Me, I think it’s awesome. Especially because I can nerd out over the fun theoretical implications of local community one-of-a-kind remakes of big Hollywood cultural touchstones (ironically featuring actual Hollywood stars), or the way the Fats Waller movie valorizes local legend over actual known historical facts (and is also gorgeous, with the black-and-white, and the Busby Berkley-esque human organ). All in all, I enjoyed the hell out of this (and I think Alex liked it too), but I realize the officially mixed reviews mean it’s not for everyone. It’s also possible that I enjoyed it because I was prepared for it to not be that good. I’d seen the beginning of Amanda from Pandagon’s review, but not the meat of it (because I didn’t really want to find out too much about the movie before I saw it). Her main beefs were that it romanticizes poverty and that it is overly nostalgic. I can kind of see where she’s coming from with the nostalgia:The other theme is a knee-jerk defense of nostalgia, which was the prime focus of the movie and was most definitely not a subtle thing—the characters are surrounded by record players that don’t even play LPs, but all 45s. Why? Because even though one of the lead actors is a famous rapper, the characters in this movie seem to prefer to spend all their time listening to jazz records and nothing made in the past few decades. [...] A lot of the old cars and old clothes the characters wear are linked to their poverty, so it didn’t bother me, but because of the knee-jerk “older is better” mentality of the movie, there were times when it not only got uncomfortably close to romanticizing poverty, but it went way over the line.
I get where she’s coming from with that argument, it is a weird position to take; but it didn’t strike me when I was watching the movie; it was more a matter of people doing the best to be creative with the materials they had on hand, which happened to be VHS tapes because it would have rung less true if the poor characters had had access to digital cameras and editing equipment.

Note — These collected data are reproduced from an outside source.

PR #890, opened 2024-02-23
Fixed typo.  "commute must" -> "must commute".

neonWhiteout:
Those words don't commute.
Minor text edit, so not that big a deal.


epatters:
> Those words don't commute.

Lol! Thanks for the fix.

PR #900, opened 2024-04-19
Smoothing interaction between VarSets and actual sets and functions

KevinDCarlson:
The changes below are to enable smoother data migrations of acsets with some `AttrVar` attribute values as requested here: https://github.com/AlgebraicJulia/DataMigrations.jl/issues/159


kris-brown (approved):
These seem like reasonable casting functions! LGTM

KevinDCarlson:
@epatters Could you merge this and do a patch release?

epatters (changes requested):
Though the additions are simple, if they are to be part of the public API of Catlab, then they should have tests, which is what will ensure that they remain stable over time. I think the important thing to add tests for is the conversion between SetOb/FinSets and VarSets.

epatters (approved):
Thanks Kevin! I'll merge once the CI finishes.

PR #901, opened 2024-04-23
Missing ACSetsGATsInterop methods

kris-brown:
The current ACSetsGATsInterop file does not indicate how `subpart` called with a specific part (e.g. `Int`, `Vector{Int}`, `Colon`) behaves with respect to `id` or `generator` GATExprs. This PR adds this in.

This is necessary for compatibility with https://github.com/AlgebraicJulia/ACSets.jl/pull/130


epatters (approved):
Thanks for fixing this up, Kris!

Issue #903, opened 2024-04-26
`SigmaMigrationFunctor` method uses an undefined variable


neonWhiteout:
SigmaMigrationFunctor(f,T′,T) = SigmaMigrationFunctor(f,d,T()) on line 193 of FunctorialDataMigrations.jl

epatters:
Thanks for the report. @kris-brown, could you take a look at this one?

kris-brown:
Hi @neonWhiteout, can you share what context you called this in? This method seems quite extraneous (no type information on the parameters) and the tests pass without it, so I'm leaning towards fixing this bug by just deleting the method. 

You could also test your code works in the branch here, which has the method deleted: https://github.com/AlgebraicJulia/Catlab.jl/pull/906

PR #906, opened 2024-04-28
Delete extraneous SigmaMigration method

kris-brown:
See https://github.com/AlgebraicJulia/Catlab.jl/issues/903


epatters (approved):

epatters:
I will go ahead and merge since we haven't heard back from the OP. If problems persist we can revisit.

PR #909, opened 2024-05-19
Fix Heyting subtraction for ACSets with variables

kris-brown:
The subtraction operation was not brought up to date with AttrVar refactor, so a minor tweak is needed.

It uses `all_subparts`, which gets all the other parts that a part is referencing; however, that method searched over `homs` and not `arrows`. When this change is made, the correct behavior is recovered.

The relevance of this is that complement is used in this PR https://github.com/AlgebraicJulia/AlgebraicRewriting.jl/pull/62


epatters (approved):
Thanks Kris! Glad somebody is using this stuff :)

PR #911, opened 2024-05-25
CompatHelper: bump compat for Convex in [weakdeps] to 0.16, (keep existing compat)

algebraicjuliabot:
This pull request changes the compat entry for the `Convex` package from `0.15` to `0.15, 0.16`.
This keeps the compat entries for earlier versions.

Note: I have not tested your package with this new compat entry.
It is your responsibility to make sure that your package tests pass before you merge this pull request.


epatters:
Looks like it's actually incompatible and a fix will be needed.

PR #914, opened 2024-06-11
Code simplification from equations in schema

kris-brown:
After https://github.com/AlgebraicJulia/ACSets.jl/pull/142 is merged and a new version of ACSets is released, we can simplify code that requires equations (`yoneda`, `FinDomFunctor`, `representable`, `subobject_classifier`, `internal_hom`), which would normally require passing in a `Presentation` object in addition to an ACSet / ACSet type.


epatters (approved):
Thanks Kris, this is a nice cleanup!

PR #915, opened 2024-06-21
Redesign ACSetFunctors when there are AttrVars

KevinDCarlson:
Modifications to make attrvars play nicer with data migrations. The key change in CSets is to redefine `ACSetFunctor`s, which are used critically in data migrations to compose with ordinary functors representing the migrations themselves, to again always take values in `FinSetInt`s and `FinDomFunction`s when possible. Previously, the `ACSetFunctor` of an `ACSet` containing any `Attrvar`s would take values entirely in `VarSet`s, which both confused the difference between actual `Attrvar`s and combinatorial data and interfaced badly with the `Limit`s API. 

To make this work I also defined how to compose `FinFunction`s with `VarFunction`s on the left.


epatters (approved):
Thanks Kevin! This change makes good sense to me.

I'll merge once the conflict is fixed.

KevinDCarlson:
Hm, dunno what that was about but I've fixed it.

PR #917, opened 2024-06-26
Fix constructor of acset from `FinDomFunctor` in varacset case

KevinDCarlson:
The constructor `(T)(::FinDomFunctor) where T<:ACSet` did not previously add any parts at `AttrType`s, which is necessary in case where some of the input's attributes take `AttrVar` values. We now add such `AttrVar`s, only when they're definitely needed, to avoid dangling `AttrVar`s, which are quite dangerous.


epatters (approved):
Thanks Kevin!

PR #87, opened 2016-08-22
Composite mode enablement

GeorgesStavracas:
This PR adds some minor adjustments to make GNOME Software (mostly) work on composite mode.

https://phabricator.endlessm.com/T11698


src/gs-shell-category.ui
```diff
@@ -127,15 +127,14 @@
...
-                                <property name="margin_start">24</property>
-                                <property name="margin_end">24</property>
+                                <property name="margin_end">12</property>
                                 <property name="margin_top">21</property>
                                 <property name="margin_bottom">21</property>
                                 <property name="halign">center</property>
                                 <property name="visible">True</property>
                                 <property name="can_focus">False</property>
-                                <property name="row_spacing">20</property>
-                                <property name="column_spacing">20</property>
```
joaquimrocha: These values came from Robin's design specs. After you decrease the margins above (which are also from the spec), does it still not fit in composite? (I think that the row spacing is more important for the UX than the margins so we should keep it if it works for us)

src/gnome-software.ui
```diff
@@ -312,6 +312,7 @@
             <child>
               <object class="GtkStack" id="stack_main">
                 <property name="visible">True</property>
+                <property name="homogeneous">False</property>
```
joaquimrocha: @GeorgesStavracas , while this fixes the low-res prob partially for some views, it also breaks the non-composite use a bit by not having homogeneous sizes making the window sometimes increase its size, right?
I would rather get the real fix for the views that are broken than creating a new problem for partially fixing one.

joaquimrocha:
@GeorgesStavracas Your feature-tile patch is not needed since we are not using that widget at all (we are using the GsImageTile) so it only makes the differences with upstream bigger for no reason.

PR #91, opened 2016-08-24
Cleanup external apps setup on purge

dbnicholson:
When purging, the external apps setup and g-s-helper user should be
removed.

https://phabricator.endlessm.com/T12949


mcatanzaro:
Looks good to me

PR #97, opened 2016-08-29
external-apps: Really run enable service

dbnicholson:
ConditionNeedsUpdate only works if the service runs before
systemd-update-done.service. Unfortunately, this also means running with
DefaultDependencies=no in sysinit.target. Since this operation is so
lightweight (it just run flatpak remote-add and flatpak remote-modify),
just have it run on every boot.


dbnicholson:
Wrong issue.

PR #113, opened 2016-09-17
T12725

GeorgesStavracas:
This PR make GNOME Software:
 - Show compulsory (aka core) apps with 'eos-' suffixed icon
 - Show apps with low score on appstream (ie Writer, Presentation, Evolution, etc)

https://phabricator.endlessm.com/T12725

### DIFF
--- a/src/gs-plugin-loader.c
+++ b/src/gs-plugin-loader.c
@@ -858,12 +858,6 @@ gs_plugin_loader_filter_qt_for_gtk (GsApp *app, gpointer user_data)
 }
 
 static gboolean
-gs_plugin_loader_app_is_non_compulsory (GsApp *app, gpointer user_data)
-{
-	return !gs_app_has_quirk (app, AS_APP_QUIRK_COMPULSORY);
-}
-
-static gboolean
 gs_plugin_loader_app_is_non_installed (GsApp *app, gpointer user_data)
 {
 	if (gs_app_get_state (app) == AS_APP_STATE_INSTALLED)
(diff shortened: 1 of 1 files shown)


src/gs-plugin-loader.c
```diff
@@ -858,9 +858,31 @@ gs_plugin_loader_filter_qt_for_gtk (GsApp *app, gpointer user_data)
...
+	/*
+	 * If the app has an 'eos-' prefixed icon, we always include it regardless
+	 * of the COMPULSORY quirk.
+	 */
+	for (i = 0; i < icons->len; i++) {
+		AsIcon *icon = g_ptr_array_index (icons, i);
+
+		if (g_str_has_prefix (as_icon_get_name (icon), "eos-")) {
+			return TRUE;
+			break;
```
rshuler: This break is unreachable, but I suppose it doesn't hurt anything.

src/gs-plugin-loader.c
```diff
@@ -858,9 +858,31 @@ gs_plugin_loader_filter_qt_for_gtk (GsApp *app, gpointer user_data)
...
+	}
+
+	return FALSE;
+}
+
+static gboolean
 gs_plugin_loader_app_is_non_compulsory (GsApp *app, gpointer user_data)
 {
-	return !gs_app_has_quirk (app, AS_APP_QUIRK_COMPULSORY);
+	return !gs_app_has_quirk (app, AS_APP_QUIRK_COMPULSORY) || gs_plugin_loader_app_has_endless_icon (app);
```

I also kind of hear her complaint that “we get clobbered with this incoherent defense of unadulterated nostalgia that embraces poverty for its ability to keep people from moving forward with the times,” but again, I think that reading the movie like it’s supposed to be a direct reflection of reality is a mistake: I think of it more as a fable, itself remixing bits of American movie cliche; which is why I didn’t mind the cartoonish bit with Sigourney Weaver bulldozing their tapes. It didn’t seem (to me) like Gondry was like “yay poverty,” but again, that he was celebrating a community that made a whole lot out of very little. If you look at the end of the movie, I think it’s clear why Gondry ended on the clapping crowd without actually having the demolition crew go away or Danny Glover repair the store — leaving us hanging makes us ask the unanswered question: “So is everything solved now?” and the clear answer is “No, the store is doomed, but, wow, they sure did accomplish something.” Showing that people can be creative even if they don’t have very much isn’t the same as romanticizing poverty: it’s giving poor people agency without suggesting that talent or artistic endeavors can necessarily effect meaningful social change. Plus, to be fair, how many other American movies right now even show the working class?
Where the conflict lies should be obvious—the movie is so laden with nostalgia that it romanticizes the VHS tape as some sort of ideal technology from the past that allowed people to express themselves. What is completely ignored is that the explosion in amateur video art was the result of the invention of digital technologies, not analog.
I do agree with Amanda that Gondry should have spent more time showing the actual remakes, given the paper thin plot, and how much fun they were.